__What you are asked to do__. All entries must be transcribed without a single difference.

BEGIN Source data

PR #1092, opened 2018-02-14
Coverage

kylekatarnls:
- Add unit tests and assertions
- Remove non relevant comments
- Add coverage annotations for 32-bit and Windows specific stuff


tests/CarbonInterval/ConstructTest.php
```diff
@@ -235,4 +235,9 @@ public function testInstanceWithDaysThrowsException()
     {
         CarbonInterval::instance(Carbon::now()->diff(Carbon::now()->addWeeks(3)));
     }
+
+    public function testCallInvalidStaticMethod()
+    {
+        $this->assertNull(CarbonInterval::anything());
```
briannesbitt: I think this is fine but interesting looking back we don't throw an exception  or something.

PR #1095, opened 2018-02-14
Cover all languages

kylekatarnls:
Add unit tests for missing languages, then a unit test to check that a language has a matching test, so build will fail if a new language is added without its test.


Glavic:
Nice job!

END Source data

__Solved exercise__.
PR #1092, opened 2018-02-14
Coverage

kylekatarnls:
- Add unit tests and assertions
- Remove non relevant comments
- Add coverage annotations for 32-bit and Windows specific stuff


tests/CarbonInterval/ConstructTest.php
```diff
@@ -235,4 +235,9 @@ public function testInstanceWithDaysThrowsException()
     {
         CarbonInterval::instance(Carbon::now()->diff(Carbon::now()->addWeeks(3)));
     }
+
+    public function testCallInvalidStaticMethod()
+    {
+        $this->assertNull(CarbonInterval::anything());
```
briannesbitt: I think this is fine but interesting looking back we don't throw an exception  or something.

PR #1095, opened 2018-02-14
Cover all languages

kylekatarnls:
Add unit tests for missing languages, then a unit test to check that a language has a matching test, so build will fail if a new language is added without its test.


Glavic:
Nice job!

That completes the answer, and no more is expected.